▸ **Work to be completed**
Which lines in the records below contain the word "readthedocs"? Copy each of them.

▸ **Data**
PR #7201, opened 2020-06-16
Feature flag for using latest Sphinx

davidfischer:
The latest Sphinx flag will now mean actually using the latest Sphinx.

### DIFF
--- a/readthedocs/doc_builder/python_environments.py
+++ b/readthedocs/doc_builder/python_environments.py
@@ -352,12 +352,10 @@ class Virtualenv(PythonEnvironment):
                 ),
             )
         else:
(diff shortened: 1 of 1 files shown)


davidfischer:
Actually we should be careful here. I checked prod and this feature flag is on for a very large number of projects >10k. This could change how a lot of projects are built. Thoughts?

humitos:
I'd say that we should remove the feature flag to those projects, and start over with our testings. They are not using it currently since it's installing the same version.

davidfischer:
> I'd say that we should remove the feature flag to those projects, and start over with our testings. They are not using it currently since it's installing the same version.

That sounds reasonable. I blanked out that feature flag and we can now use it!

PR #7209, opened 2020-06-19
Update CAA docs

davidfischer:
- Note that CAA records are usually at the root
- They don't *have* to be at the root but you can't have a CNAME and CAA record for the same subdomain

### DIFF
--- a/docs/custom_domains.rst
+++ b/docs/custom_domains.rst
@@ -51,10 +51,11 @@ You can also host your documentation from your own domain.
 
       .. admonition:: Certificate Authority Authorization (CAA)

▸ **Output for this exercise**
--- a/readthedocs/doc_builder/python_environments.py
+++ b/readthedocs/doc_builder/python_environments.py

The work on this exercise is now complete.